Although auxin is essential for regulating root growth,other hormones, such as ABA and CTK, are also essential for root system development. CTK can delay the senescence of plants and enhance their resistance to stress(Albacete et al. 2014). The biosynthesis of CTK begins with isoamylenyltransferase (IPT), and the gene IPT5 is involved(Sakamoto et al. 2006). Drought tolerance in rice (Oryza sativa) was increased by increasing the overexpression of the IPT5 gene (Reguera et al. 2013). We found that the concentration of ZR in M. prunifolia peaked at 6 h, although the concentration of ZR in M. hupehensis decreased gradually (Fig. 2-B). Meanwhile, the CTK biosynthesisrelated gene IPT5 in M. prunifolia with alkali tolerance was up-regulated (Fig. 5-E), but it was down-regulated in M. hupehensis with alkali sensitivity (Fig. 6-E). These observations demonstrated that alkali stress increased the concentration of ZR in roots by inducing the expression of IPT5, thereby enhancing the alkali tolerance of plants.

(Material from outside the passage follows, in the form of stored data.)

PR #102, opened 2026-02-17
Fixed BaseBall Scoring and IsLive

EmilJiang:
Sometimes baseball only has 6 innings vs the normal 9. This is displayed in the result section, so I now parse that section and fix the scoreboard. Also, that causes issue in the score display, so I now parse it a bit differently. I also added the function where isLive is now accurate. 

## Summary by CodeRabbit

* **New Features**
  * Games now display time information for better scheduling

ABA is a stress hormone, which promotes the survival of plants under adversity due to its rapid accumulation and its regulation of stress responses (Zhang et al. 2006). AHK1 is a monoethylene receptor histidine kinase and functions in salt stress response and ABA signal transduction. Earlier studies proved that kinase CIPK1 could be a focal point of ABA-dependent and ABA-independent stress responses by alternately forming complexes with CBL1 or CBL9 (Dangelo et al. 2006). In our study, the concentration of ABA in the two species only increased after 48 h, but the concentration of ABA in M. hupehensis was lower than that in M. prunifolia(Fig. 2-C). The ABA-related genes AHK1 and CIPK1 also showed the same trend in M. prunifolia (Fig. 5-F and G).In M. hupehensis, CIPK1 gene expression was downregulated, and AHK1 was slightly up-regulated at 6 and 24 h after alkali treatment (Fig. 6-F and G). Therefore, these findings revealed that alkali tolerance of plants could be improved by increasing the concentration of ABA.

5. Conclusion

The root growth of two apple rootstock species with different alkali tolerance was inhibited under alkali stress.The analysis of endogenous hormones showed that the concentrations of IAA, ZR, and ABA increased greatly in M. prunifolia. Subsequently, we selected seven hormonerelated genes from transcriptome analysis. Quantitative results showed that the expression of these seven hormonerelated genes was up-regulated in M. prunifolia with alkali tolerance, but down-regulated in M. hupehensis with alkali sensitivity. These results indicated that alkali stress increased the concentration of hormones in roots by inducing the expression of hormone-related genes, which ultimately enhanced the alkali tolerance of plants.

Acknowledgements

This study was supported by the earmarked fund for the China Agriculture Research System (CARS-27). The authors sincerely thank Thomas A. Gavin, Professor Emeritus, Cornell University, for help with editing this paper.